What you should do: Print out the records precisely, keeping each line identical to its source.

Collected data:
----
PR #215, opened 2018-04-14
Tweets indexing/searching/tests refactor

Peilin-Yang:
This PR mainly aims to refactor the old tweets indexing and searching code and make them compatible with the rest of Anserini, i.e. the indexing framework of using XYZCollection, XYZDocument and XYZGenerator; the searching framework of XYZTopicReader and SearchCollection.
This is a big PR and can be roughly split into different parts:

1. **The indexing part**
----
Response area:
PR #215, opened 2018-04-14
Tweets indexing/searching/tests refactor

Peilin-Yang:
This PR mainly aims to refactor the old tweets indexing and searching code and make them compatible with the rest of Anserini, i.e. the indexing framework of using XYZCollection, XYZDocument and XYZGenerator; the searching framework of XYZTopicReader and SearchCollection.
This is a big PR and can be roughly split into different parts:

1. **The indexing part**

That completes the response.